→ **TASK**:
Return verbatim all lines from the first one in the records to the line with "PR #9894, opened 2019-08-05", both ends kept.

→ **TASK DATA**:
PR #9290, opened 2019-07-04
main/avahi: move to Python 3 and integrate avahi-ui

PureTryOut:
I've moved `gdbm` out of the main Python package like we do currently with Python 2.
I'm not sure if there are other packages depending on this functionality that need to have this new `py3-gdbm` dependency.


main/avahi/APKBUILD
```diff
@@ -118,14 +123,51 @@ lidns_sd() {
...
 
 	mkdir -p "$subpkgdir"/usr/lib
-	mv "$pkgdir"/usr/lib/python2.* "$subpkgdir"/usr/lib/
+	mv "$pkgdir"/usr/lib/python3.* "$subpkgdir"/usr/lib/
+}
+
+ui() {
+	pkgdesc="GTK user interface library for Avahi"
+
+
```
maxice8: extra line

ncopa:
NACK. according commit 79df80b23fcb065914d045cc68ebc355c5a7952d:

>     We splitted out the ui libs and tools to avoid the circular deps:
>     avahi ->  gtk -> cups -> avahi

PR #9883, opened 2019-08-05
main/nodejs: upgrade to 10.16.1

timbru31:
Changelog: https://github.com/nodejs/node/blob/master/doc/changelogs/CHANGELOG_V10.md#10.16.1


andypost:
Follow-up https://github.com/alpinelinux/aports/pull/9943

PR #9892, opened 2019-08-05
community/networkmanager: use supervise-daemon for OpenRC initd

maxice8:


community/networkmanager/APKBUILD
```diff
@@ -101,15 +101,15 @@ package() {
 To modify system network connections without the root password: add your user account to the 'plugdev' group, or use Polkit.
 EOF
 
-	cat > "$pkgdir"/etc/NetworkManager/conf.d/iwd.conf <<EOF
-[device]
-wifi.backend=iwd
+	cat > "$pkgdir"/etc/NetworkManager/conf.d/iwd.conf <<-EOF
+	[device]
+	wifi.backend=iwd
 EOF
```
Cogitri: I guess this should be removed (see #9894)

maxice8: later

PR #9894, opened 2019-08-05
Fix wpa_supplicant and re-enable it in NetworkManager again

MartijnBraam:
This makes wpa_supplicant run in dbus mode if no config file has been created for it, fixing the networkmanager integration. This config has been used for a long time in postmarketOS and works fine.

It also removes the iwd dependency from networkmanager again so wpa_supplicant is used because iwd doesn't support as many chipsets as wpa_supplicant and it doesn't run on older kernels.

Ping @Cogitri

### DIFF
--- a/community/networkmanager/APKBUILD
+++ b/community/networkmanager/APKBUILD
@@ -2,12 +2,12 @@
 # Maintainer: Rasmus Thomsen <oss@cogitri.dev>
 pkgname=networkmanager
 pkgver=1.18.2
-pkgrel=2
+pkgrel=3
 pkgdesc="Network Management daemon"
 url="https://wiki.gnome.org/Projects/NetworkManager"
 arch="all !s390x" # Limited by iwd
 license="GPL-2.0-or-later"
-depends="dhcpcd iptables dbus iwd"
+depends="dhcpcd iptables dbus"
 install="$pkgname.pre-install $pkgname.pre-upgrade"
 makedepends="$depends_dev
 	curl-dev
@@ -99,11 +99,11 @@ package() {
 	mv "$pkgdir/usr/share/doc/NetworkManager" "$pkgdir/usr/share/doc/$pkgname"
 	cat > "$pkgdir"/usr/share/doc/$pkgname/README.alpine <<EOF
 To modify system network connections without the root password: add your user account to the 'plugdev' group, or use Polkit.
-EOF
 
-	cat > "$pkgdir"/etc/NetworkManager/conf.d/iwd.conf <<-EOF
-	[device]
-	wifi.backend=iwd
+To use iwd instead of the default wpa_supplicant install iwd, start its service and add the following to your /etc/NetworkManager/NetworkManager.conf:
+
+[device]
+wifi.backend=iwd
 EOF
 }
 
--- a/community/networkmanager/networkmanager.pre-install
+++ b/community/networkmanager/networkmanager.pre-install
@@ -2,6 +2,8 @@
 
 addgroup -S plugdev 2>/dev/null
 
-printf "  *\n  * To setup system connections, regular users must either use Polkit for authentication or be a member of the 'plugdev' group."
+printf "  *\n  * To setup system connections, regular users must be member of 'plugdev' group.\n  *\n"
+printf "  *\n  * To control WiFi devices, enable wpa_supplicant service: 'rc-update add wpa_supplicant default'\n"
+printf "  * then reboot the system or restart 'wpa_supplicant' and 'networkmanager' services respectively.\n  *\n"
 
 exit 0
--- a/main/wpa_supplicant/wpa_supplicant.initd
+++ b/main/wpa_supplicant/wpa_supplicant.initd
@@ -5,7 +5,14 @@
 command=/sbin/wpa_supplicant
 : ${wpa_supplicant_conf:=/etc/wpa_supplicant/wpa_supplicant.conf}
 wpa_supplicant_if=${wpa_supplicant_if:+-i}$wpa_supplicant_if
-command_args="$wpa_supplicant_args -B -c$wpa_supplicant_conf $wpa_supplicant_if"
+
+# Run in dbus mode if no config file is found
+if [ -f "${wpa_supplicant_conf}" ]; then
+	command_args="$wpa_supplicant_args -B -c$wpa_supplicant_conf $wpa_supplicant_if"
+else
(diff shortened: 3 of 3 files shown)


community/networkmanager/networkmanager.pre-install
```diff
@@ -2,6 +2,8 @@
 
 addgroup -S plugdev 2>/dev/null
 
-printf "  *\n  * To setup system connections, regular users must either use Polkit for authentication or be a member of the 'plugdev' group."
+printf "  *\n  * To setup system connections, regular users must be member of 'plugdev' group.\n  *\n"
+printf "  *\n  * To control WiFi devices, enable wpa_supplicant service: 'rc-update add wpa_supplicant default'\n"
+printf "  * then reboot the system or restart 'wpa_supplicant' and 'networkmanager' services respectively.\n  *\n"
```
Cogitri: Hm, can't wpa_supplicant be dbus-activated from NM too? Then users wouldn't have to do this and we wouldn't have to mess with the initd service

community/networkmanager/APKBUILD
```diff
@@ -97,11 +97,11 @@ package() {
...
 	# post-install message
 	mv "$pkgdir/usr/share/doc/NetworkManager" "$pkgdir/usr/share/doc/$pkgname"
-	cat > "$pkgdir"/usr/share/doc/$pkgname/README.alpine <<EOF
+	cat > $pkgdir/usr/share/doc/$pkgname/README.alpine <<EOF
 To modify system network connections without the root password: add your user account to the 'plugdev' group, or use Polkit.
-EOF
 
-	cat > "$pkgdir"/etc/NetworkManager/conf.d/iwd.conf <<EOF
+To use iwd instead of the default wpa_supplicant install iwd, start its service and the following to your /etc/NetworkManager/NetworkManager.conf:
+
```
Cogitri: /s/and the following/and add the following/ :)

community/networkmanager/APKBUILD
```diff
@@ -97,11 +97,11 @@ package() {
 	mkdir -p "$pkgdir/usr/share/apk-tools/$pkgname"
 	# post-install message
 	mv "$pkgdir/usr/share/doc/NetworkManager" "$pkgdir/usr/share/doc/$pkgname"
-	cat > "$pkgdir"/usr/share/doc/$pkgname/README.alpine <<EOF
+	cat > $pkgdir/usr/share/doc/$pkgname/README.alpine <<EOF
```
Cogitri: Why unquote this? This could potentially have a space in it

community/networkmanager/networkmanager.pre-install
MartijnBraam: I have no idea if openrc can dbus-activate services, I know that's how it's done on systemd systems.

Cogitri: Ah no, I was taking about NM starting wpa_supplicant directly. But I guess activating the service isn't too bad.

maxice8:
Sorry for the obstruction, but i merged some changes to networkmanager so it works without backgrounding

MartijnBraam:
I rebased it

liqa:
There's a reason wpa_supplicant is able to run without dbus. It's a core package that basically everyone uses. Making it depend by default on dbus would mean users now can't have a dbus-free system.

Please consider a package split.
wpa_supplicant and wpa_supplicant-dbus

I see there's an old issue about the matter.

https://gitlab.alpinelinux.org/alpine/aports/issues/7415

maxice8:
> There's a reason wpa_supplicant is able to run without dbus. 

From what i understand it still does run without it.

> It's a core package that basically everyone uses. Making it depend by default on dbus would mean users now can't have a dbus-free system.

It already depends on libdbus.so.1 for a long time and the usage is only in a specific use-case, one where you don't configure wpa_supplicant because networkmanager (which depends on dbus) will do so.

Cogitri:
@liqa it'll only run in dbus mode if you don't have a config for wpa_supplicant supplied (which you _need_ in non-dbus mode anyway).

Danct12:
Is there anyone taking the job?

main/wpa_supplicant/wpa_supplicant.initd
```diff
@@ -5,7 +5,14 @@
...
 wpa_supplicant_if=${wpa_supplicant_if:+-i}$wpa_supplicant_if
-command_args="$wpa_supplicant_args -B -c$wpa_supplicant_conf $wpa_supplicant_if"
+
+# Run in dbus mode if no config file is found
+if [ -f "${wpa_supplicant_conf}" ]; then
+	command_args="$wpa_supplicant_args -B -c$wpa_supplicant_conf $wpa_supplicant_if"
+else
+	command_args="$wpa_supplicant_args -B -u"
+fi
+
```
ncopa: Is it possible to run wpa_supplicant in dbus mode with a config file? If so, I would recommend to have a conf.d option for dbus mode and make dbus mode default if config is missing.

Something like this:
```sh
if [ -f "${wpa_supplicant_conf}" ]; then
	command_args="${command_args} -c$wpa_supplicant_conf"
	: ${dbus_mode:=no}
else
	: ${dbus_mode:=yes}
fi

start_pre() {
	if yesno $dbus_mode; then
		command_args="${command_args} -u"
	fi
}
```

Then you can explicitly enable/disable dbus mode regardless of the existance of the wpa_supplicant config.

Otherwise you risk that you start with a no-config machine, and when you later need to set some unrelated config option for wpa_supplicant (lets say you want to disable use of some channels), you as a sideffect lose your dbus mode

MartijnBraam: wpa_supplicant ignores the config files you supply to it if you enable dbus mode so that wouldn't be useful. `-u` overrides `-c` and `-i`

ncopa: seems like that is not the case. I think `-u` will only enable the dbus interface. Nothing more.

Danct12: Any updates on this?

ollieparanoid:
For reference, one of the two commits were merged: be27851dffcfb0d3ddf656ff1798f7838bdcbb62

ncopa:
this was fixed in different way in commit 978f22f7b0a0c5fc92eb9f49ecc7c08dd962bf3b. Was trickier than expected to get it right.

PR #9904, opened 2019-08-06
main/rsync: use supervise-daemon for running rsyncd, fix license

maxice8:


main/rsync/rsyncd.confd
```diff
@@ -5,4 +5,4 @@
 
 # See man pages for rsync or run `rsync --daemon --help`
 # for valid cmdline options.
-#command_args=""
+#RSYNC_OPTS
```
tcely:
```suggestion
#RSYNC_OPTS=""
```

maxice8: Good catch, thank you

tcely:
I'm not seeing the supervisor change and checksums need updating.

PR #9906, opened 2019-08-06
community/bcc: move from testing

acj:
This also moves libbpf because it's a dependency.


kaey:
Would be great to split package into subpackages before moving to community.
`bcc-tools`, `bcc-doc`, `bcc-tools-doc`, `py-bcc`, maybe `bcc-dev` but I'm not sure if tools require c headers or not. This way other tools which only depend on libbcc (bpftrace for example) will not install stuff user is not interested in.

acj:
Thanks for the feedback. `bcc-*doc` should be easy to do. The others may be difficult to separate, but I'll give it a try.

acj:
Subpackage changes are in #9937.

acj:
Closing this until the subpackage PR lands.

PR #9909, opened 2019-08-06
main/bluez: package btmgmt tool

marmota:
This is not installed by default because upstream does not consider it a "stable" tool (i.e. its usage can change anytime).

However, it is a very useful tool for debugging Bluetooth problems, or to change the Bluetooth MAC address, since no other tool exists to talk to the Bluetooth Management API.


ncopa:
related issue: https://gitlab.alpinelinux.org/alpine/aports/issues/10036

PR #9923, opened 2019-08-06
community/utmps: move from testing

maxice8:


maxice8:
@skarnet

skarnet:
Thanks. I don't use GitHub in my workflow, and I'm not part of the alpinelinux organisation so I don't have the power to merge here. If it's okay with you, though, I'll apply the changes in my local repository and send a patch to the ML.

→ **EXERCISE RESPONSE**:
PR #9290, opened 2019-07-04
main/avahi: move to Python 3 and integrate avahi-ui

PureTryOut:
I've moved `gdbm` out of the main Python package like we do currently with Python 2.
I'm not sure if there are other packages depending on this functionality that need to have this new `py3-gdbm` dependency.


main/avahi/APKBUILD
```diff
@@ -118,14 +123,51 @@ lidns_sd() {
...
 
 	mkdir -p "$subpkgdir"/usr/lib
-	mv "$pkgdir"/usr/lib/python2.* "$subpkgdir"/usr/lib/
+	mv "$pkgdir"/usr/lib/python3.* "$subpkgdir"/usr/lib/
+}
+
+ui() {
+	pkgdesc="GTK user interface library for Avahi"
+
+
```
maxice8: extra line

ncopa:
NACK. according commit 79df80b23fcb065914d045cc68ebc355c5a7952d:

>     We splitted out the ui libs and tools to avoid the circular deps:
>     avahi ->  gtk -> cups -> avahi

PR #9883, opened 2019-08-05
main/nodejs: upgrade to 10.16.1

timbru31:
Changelog: https://github.com/nodejs/node/blob/master/doc/changelogs/CHANGELOG_V10.md#10.16.1


andypost:
Follow-up https://github.com/alpinelinux/aports/pull/9943

PR #9892, opened 2019-08-05
community/networkmanager: use supervise-daemon for OpenRC initd

maxice8:


community/networkmanager/APKBUILD
```diff
@@ -101,15 +101,15 @@ package() {
 To modify system network connections without the root password: add your user account to the 'plugdev' group, or use Polkit.
 EOF
 
-	cat > "$pkgdir"/etc/NetworkManager/conf.d/iwd.conf <<EOF
-[device]
-wifi.backend=iwd
+	cat > "$pkgdir"/etc/NetworkManager/conf.d/iwd.conf <<-EOF
+	[device]
+	wifi.backend=iwd
 EOF
```
Cogitri: I guess this should be removed (see #9894)

maxice8: later

PR #9894, opened 2019-08-05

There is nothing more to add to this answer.